[Saved entries]
PR #974, opened 2024-02-07
add originalOrderDate to case class ZuoraRatePlanCharge

shtukas:
Done work in collaboration with @LAKSHMIRPILLAI  and @graham228221 ✨

As part of on going work (refactoring the way the engine decides whether to put a cohort item in cancelled state), we would like a way to attribute an affective date to a rate plan.

The Zuora documentation and our tests show that rate plans themselves to not carry dating information. Moreover the Zuora [documentation](https://developer.zuora.com/api-references/api/operation/GET_SubscriptionsByKey/) is also very unclear about the reponses to the `GET_SubscriptionsByKey` operation and notably the keys of a rate plan charge. In particular they do not mention the key `originalOrderDate` which shows up when we manually query subscriptions. 

To test whether or not we could rely on that key, we tested a large number of subscriptions. We downloaded 1012 subscriptions from Zuora, which yielded 11853 rate plans and 23013 rate plan charges, and 100% of them had a `originalOrderDate` field set.

Considering the above results, the chosen way to attribute a date to a rate plan will be to read the `originalOrderDate` field of any (the first) rate plan charge of the rate plan. (This will be implemented in a coming PR).

This change adds the 

```
originalOrderDate: Option[LocalDate] = None
```

field to the `ZuoraRatePlanCharge` case class.

This caused a lot of tests to have to be updated as we are reading from stored fixtures, causing previously unread `originalOrderDate` to be parsed.

### DIFF
--- a/lambda/src/main/scala/pricemigrationengine/model/ZuoraSubscription.scala
+++ b/lambda/src/main/scala/pricemigrationengine/model/ZuoraSubscription.scala
@@ -54,7 +54,8 @@ case class ZuoraRatePlanCharge(
     billingDay: Option[String] = None,
     triggerEvent: Option[String] = None,
     triggerDate: Option[LocalDate] = None,
-    discountPercentage: Option[Double] = None
+    discountPercentage: Option[Double] = None,
+    originalOrderDate: Option[LocalDate] = None
 )
 
 object ZuoraRatePlanCharge {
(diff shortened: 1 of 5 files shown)


david-pepper (approved):

LAKSHMIRPILLAI (approved):
LGTM 👍🏼

PR #976, opened 2024-02-07
Introduce RateplansProbe and pre Notification subscription check

shtukas:
### Prelude

This change is the follow up of https://github.com/guardian/price-migration-engine/pull/974 and supersede the work done here: https://github.com/guardian/price-migration-engine/pull/925

Work done in collaboration with @LAKSHMIRPILLAI and @graham228221 

### Why

To deal with a pressing problem that presented itself during the digital migrations in 2023, I implemented a test to decide if a subscription should be price rised after its period of inactivity.  There were two problems with it

1. The digital migration were somehow artificially delayed in terms of amendment and the subscriptions that needed to be checked were pre amendment. This was the reason for introducing that test at the beginning of the amendment step but the permanent solution should come at the beginning of the notification step; considering that cohort items sleep pre notification step. 

2. The test was too crude. It was based on a limitation of the Zuora API which only allow the retrieval of the last amendment. This cause(d) too many subscription to be prevented to go through a normal price rise. 

### So what's the thing with the CSRs 

Two things. The set of affected subscriptions was a low ratio but enough for CSRs to report it as something to investigate. Also the timing of the check created confusion to some customers who pointed out that the price rise we have told them would happen didn't happen.

### What's the change ?

The change is that we are completely changing strategy and moving away from the inadequate logic around "last amendment" and instead moving to a much better evaluation that is looking at the entire subscription. More exactly Zuora returns a subscription with its list of expired and active rate plans and we are deciding the result of this check by looking at the array of (active) rate plans. 

For this the following happens in this PR

- We decommission the `IncompatibleAmendmentHistoryFailure` that was being used in the Amendment step. It was introduced just for the original version of that check. It has actually been renamed `RatePlansProbeFailure`.

- Decommission the support functions in the amendment handler: `amendmentIsBeforeInstant` and `checkMigrationRelevanceBasedOnLastAmendment`.

- Make the Zuora service available to the Notification handler. This is to allow that handler to retrieve a subscription as part of processing a cohortItem. Note that this might increase the time taken to process the list of items that need notification and the state machine might need an update. Pascal will keep an eye on that.    

- Introduce `RateplansProbe` which contains the new logic. Also see the comments in the code for guidance. 

- Note that a variety of tests needed to be updated.

- We move the check from the Amendment handler to the Notification handler, where it should have been in the first place, so that if there is a legitimate reason to not price rise a subscription, then that determination will be made before notifying the users.

- Introduce the `RateplansProbeResult` trait, which is the return value of the check. The ternary logic and the fact that one of the outcomes, eg: `IndeterminateConclusion` will cause the engine to fail is on purpose and by design. This will inform us that the probe could not decide and the engine operators will have to identify the type of rate plan that wasn't recognised and update the code. This ensures that we longer generates false positives, but note that the code update will have to be done before the subscription exits its notification window, or otherwise will have to be sent back to `ReadyForEstimation` processing stage. At least, and unlike the current situation, this will have no effect on the users.   
 
 - Added specific tests for `RateplansProbe`.


graham228221 (approved):
Thanks for these changes!

LAKSHMIRPILLAI (approved):

shtukas:
Update: https://github.com/guardian/price-migration-engine/pull/982

PR #979, opened 2024-02-14
add cancellation reason to cohort item

shtukas:
As a follow up of the work we did to redesign the process by which a cohort item can be removed from price rise (meaning put in `Cancelled` processing stage in the engine's Dynamo table), the next step is now to expand the definition of a Cohort Item by adding the optional `cancellationReason` field.

This is a relatively simple process because of the schema-less nature of Dynamo (things would have required a database table definition update if we were using SQL databases)

Although the field is optional, the function `fromCancelledAmendmentResult` is set with a mandatory `reason` field, this will ensure that future cancellations are always given a reason. 

This has also shown that there are now only two reasons why a cohort item can ever be cancelled in the engine: if the corresponding subscription was cancelled in Zuora or if `RateplansProbe.probe` returns the `ShouldCancel` variant of `RateplansProbeResult`, which is exactly what we want.

Note: The files that are generated and sent to the lake have also been extended.

### DIFF
--- a/lambda/src/main/scala/pricemigrationengine/handlers/NotificationHandler.scala
+++ b/lambda/src/main/scala/pricemigrationengine/handlers/NotificationHandler.scala
@@ -172,7 +172,14 @@ object NotificationHandler extends CohortHandler {
       case ShouldProceed => ZIO.succeed(())
       case ShouldCancel => {
         val result = CancelledAmendmentResult(item.subscriptionName)
-        ZIO.succeed(CohortTable.update(CohortItem.fromCancelledAmendmentResult(result)).as(result))
+        ZIO.succeed(
+          CohortTable
+            .update(
+              CohortItem
+                .fromCancelledAmendmentResult(result, "(cause: f5c291b0) Subscription was cancelled by RateplansProbe")
+            )
+            .as(result)
+        )
       }
       case IndeterminateConclusion =>
         ZIO.fail(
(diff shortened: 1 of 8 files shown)


lambda/src/main/scala/pricemigrationengine/handlers/NotificationHandler.scala
```diff
@@ -172,7 +172,14 @@ object NotificationHandler extends CohortHandler {
       case ShouldProceed => ZIO.succeed(())
       case ShouldCancel => {
         val result = CancelledAmendmentResult(item.subscriptionName)
-        ZIO.succeed(CohortTable.update(CohortItem.fromCancelledAmendmentResult(result)).as(result))
+        ZIO.succeed(
+          CohortTable
+            .update(
+              CohortItem
+                .fromCancelledAmendmentResult(result, "(cause: f5c291b0) Subscription was cancelled by RateplansProbe")
```
graham228221, line 179:
```suggestion
                .fromCancelledAmendmentResult(result, "(cause: f5c291b0) Migration cancelled by RateplansProbe")
```

less ambiguous wording - "subscription" and "cancelled" in a sentence usually has a very specific meaning

shtukas: Love it, thanks! And you are right the word "Subscription" was not the right one here, should have been "Cohort Item" at least :)

graham228221 (approved):
super 😎

kelvin-chappell (approved):
Nice change! 👍 
Now that the semantics of the  `Cancelled` state has changed, which used to mean that the sub had been cancelled and now means that the price rise has been cancelled for that sub, would also be good to update the description here: https://github.com/guardian/price-migration-engine/blob/main/lambda/src/main/scala/pricemigrationengine/model/CohortTableFilter.scala#L32-L36

PR #981, opened 2024-02-15
Upgrade Salesforce API from v43.0 to v60.0

shtukas:
Keeping up to date with Salesforce API numbers, we move from v43.0 to v60.0


LAKSHMIRPILLAI (approved):

graham228221 (approved):
Thanks! 

For reference - there are three new API versions released each year. Salesforce are careful to maintain backwards compatibility, but will occasionally deprecate and retire older API versions. They have recently retired versions <=20.0 and deprecated versions <=30.0.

**ACTIVITY:** All lines above from the one containing "This caused a" to the one containing "### Prelude" must be repeated exactly, both lines included, and no others.

**SOLUTION:**
This caused a lot of tests to have to be updated as we are reading from stored fixtures, causing previously unread `originalOrderDate` to be parsed.

### DIFF
--- a/lambda/src/main/scala/pricemigrationengine/model/ZuoraSubscription.scala
+++ b/lambda/src/main/scala/pricemigrationengine/model/ZuoraSubscription.scala
@@ -54,7 +54,8 @@ case class ZuoraRatePlanCharge(
     billingDay: Option[String] = None,
     triggerEvent: Option[String] = None,
     triggerDate: Option[LocalDate] = None,
-    discountPercentage: Option[Double] = None
+    discountPercentage: Option[Double] = None,
+    originalOrderDate: Option[LocalDate] = None
 )
 
 object ZuoraRatePlanCharge {
(diff shortened: 1 of 5 files shown)


david-pepper (approved):

LAKSHMIRPILLAI (approved):
LGTM 👍🏼

PR #976, opened 2024-02-07
Introduce RateplansProbe and pre Notification subscription check

shtukas:
### Prelude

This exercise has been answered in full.